[Dataset extract Boundary: Start]

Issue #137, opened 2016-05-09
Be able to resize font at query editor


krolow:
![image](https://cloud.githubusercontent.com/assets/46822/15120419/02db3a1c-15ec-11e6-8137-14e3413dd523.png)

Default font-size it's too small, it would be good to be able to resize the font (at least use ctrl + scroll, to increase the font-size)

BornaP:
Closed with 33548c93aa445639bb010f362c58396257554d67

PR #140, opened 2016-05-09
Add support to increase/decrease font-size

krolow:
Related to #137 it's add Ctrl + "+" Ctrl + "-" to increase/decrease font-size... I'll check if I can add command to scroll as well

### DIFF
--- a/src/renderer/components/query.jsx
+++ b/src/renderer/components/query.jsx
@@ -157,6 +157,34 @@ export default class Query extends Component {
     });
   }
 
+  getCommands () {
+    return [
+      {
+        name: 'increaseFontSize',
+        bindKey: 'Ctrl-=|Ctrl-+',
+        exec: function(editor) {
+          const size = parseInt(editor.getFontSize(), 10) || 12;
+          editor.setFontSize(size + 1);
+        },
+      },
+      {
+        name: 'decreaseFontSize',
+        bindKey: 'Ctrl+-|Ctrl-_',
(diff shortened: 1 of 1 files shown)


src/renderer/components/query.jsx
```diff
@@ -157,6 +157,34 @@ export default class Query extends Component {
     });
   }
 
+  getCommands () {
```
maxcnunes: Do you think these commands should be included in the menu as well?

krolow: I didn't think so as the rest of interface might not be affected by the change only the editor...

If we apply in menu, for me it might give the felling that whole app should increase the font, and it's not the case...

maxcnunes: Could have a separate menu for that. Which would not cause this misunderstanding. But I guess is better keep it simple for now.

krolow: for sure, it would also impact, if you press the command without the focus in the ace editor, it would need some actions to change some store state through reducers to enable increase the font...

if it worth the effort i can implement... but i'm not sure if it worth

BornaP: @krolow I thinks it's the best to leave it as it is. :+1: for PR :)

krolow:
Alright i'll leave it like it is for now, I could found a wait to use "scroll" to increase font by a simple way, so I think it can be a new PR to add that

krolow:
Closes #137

[Dataset extract Boundary: End]
[Dataset extract Boundary: Start]

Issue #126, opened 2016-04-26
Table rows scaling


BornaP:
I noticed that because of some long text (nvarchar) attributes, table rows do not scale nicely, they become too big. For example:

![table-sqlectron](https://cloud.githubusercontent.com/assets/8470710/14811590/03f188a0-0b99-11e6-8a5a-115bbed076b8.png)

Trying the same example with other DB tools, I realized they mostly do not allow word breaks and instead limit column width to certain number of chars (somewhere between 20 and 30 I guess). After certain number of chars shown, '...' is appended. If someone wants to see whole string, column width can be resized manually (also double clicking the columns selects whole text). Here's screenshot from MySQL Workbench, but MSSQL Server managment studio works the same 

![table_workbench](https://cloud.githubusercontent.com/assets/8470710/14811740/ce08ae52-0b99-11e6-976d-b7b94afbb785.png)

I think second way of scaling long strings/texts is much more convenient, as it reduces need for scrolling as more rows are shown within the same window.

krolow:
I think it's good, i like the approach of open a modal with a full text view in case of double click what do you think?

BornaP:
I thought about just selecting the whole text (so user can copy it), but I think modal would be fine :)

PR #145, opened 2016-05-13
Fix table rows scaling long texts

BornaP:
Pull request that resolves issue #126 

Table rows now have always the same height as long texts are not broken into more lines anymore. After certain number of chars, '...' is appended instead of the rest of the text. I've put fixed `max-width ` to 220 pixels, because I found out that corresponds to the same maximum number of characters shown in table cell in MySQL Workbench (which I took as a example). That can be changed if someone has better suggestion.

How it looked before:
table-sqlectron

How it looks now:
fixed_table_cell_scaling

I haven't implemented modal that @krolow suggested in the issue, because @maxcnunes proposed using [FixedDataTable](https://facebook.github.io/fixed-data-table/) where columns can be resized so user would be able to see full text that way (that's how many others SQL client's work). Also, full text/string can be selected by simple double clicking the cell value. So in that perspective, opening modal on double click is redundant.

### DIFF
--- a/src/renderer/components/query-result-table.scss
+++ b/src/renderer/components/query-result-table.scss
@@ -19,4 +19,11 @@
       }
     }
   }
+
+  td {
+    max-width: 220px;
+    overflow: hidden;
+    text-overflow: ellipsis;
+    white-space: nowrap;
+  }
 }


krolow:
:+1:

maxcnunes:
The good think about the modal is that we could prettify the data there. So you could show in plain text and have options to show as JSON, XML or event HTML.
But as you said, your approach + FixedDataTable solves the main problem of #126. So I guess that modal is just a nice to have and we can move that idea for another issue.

[Dataset extract Boundary: End]
[Dataset extract Boundary: Start]

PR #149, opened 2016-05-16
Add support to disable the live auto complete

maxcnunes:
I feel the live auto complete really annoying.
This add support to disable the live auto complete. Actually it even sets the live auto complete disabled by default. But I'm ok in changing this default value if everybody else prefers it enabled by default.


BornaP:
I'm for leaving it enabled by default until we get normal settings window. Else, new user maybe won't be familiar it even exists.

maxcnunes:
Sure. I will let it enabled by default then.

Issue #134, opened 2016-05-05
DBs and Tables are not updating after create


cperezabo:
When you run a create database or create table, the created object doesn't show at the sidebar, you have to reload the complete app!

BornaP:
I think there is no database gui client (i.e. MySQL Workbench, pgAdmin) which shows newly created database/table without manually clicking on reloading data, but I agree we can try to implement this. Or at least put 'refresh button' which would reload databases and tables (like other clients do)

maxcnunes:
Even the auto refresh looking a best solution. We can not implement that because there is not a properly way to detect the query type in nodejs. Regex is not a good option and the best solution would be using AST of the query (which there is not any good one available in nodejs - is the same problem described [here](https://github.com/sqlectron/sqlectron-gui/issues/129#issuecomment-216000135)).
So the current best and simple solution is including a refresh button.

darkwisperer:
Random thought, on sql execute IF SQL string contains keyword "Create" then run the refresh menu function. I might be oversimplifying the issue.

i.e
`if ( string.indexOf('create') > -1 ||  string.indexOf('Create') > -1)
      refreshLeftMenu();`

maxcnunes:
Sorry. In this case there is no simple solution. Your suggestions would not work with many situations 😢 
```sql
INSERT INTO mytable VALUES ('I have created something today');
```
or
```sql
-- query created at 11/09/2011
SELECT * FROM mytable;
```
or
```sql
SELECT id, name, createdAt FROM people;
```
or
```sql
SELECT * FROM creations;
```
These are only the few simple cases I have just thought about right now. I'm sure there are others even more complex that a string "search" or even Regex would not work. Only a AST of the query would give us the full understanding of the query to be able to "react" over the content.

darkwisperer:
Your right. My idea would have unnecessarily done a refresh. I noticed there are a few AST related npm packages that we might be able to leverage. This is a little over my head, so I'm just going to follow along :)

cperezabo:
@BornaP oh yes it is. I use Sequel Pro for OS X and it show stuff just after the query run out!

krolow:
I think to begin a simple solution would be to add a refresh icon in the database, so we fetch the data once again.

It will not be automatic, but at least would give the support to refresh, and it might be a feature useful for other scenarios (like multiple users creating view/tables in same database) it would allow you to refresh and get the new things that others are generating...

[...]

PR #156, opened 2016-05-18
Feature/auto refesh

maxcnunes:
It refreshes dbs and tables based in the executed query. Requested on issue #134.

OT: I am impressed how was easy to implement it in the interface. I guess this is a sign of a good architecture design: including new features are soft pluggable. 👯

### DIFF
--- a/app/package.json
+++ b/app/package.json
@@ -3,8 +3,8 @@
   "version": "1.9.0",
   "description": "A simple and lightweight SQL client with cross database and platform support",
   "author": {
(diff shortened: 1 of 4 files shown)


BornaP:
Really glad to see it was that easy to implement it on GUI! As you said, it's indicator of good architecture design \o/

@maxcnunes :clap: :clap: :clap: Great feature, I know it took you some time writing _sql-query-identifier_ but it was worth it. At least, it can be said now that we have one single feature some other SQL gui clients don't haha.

[Dataset extract Boundary: End]

The expected answer is only a number: the count of lines in this listing that contain the string "said".

[Reply]
3